* Try it:
From the data below, tally each line that has "Linear" in it, then give that tally without comment.

* Input data:
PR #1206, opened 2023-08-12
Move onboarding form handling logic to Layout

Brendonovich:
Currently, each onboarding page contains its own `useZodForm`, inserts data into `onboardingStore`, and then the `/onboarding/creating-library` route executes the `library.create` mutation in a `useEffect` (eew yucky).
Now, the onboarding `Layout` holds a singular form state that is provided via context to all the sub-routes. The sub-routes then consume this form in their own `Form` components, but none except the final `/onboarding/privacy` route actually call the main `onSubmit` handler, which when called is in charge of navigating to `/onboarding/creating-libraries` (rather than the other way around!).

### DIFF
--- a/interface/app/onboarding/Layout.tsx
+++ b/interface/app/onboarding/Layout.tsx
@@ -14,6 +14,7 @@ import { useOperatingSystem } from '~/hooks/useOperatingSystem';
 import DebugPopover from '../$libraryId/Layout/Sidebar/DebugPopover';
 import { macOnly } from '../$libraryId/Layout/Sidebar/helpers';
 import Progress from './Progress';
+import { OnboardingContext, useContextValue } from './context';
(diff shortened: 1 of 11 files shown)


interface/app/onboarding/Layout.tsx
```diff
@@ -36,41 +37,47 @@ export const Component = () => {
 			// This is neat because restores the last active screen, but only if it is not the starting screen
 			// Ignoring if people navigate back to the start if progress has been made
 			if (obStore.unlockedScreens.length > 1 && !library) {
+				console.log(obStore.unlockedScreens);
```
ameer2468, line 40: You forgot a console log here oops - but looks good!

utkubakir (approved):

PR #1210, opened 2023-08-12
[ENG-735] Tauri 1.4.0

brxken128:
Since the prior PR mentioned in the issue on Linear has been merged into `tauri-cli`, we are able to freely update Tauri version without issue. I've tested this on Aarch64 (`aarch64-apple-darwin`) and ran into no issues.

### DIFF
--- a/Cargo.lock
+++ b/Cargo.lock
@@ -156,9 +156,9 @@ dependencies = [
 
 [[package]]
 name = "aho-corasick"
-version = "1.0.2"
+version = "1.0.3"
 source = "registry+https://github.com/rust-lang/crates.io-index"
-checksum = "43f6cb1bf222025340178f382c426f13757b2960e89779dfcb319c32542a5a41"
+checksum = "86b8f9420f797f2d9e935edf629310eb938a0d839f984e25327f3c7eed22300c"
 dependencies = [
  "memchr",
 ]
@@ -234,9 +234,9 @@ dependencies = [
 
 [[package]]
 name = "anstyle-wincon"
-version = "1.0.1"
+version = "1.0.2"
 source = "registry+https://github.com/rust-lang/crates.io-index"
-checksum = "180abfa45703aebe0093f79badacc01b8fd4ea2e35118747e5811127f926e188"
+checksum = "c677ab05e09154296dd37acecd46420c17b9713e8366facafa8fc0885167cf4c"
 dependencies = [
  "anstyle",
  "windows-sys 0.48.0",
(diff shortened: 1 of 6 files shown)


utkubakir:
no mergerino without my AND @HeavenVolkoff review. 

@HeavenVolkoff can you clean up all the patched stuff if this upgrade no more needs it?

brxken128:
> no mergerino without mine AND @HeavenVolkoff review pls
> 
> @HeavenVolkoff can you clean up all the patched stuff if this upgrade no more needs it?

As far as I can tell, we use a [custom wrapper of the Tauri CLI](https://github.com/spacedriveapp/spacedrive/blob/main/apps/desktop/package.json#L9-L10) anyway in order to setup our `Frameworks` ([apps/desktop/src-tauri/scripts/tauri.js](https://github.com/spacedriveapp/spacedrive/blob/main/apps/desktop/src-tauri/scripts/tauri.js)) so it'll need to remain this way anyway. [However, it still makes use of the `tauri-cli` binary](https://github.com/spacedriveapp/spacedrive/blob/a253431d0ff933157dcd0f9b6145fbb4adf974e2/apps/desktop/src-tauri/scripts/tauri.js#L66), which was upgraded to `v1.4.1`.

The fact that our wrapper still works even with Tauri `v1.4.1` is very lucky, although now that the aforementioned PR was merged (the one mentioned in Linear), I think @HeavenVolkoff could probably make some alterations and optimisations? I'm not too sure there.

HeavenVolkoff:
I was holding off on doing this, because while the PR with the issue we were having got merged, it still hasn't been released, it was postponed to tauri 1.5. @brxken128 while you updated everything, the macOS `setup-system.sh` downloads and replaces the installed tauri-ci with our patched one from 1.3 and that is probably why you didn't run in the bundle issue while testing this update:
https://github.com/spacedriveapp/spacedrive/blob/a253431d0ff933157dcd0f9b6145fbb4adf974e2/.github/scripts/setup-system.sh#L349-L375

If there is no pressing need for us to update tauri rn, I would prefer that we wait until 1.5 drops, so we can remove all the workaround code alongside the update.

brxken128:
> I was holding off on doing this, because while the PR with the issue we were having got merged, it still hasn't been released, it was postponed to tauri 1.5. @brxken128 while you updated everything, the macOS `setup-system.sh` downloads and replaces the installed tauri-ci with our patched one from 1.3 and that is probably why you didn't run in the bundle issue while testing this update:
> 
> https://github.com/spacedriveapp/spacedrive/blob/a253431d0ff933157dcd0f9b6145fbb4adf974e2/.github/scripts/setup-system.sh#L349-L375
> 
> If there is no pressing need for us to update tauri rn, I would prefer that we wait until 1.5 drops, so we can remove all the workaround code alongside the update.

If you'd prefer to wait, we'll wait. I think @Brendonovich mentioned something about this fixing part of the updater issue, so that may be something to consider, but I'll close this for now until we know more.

* Task solution:
2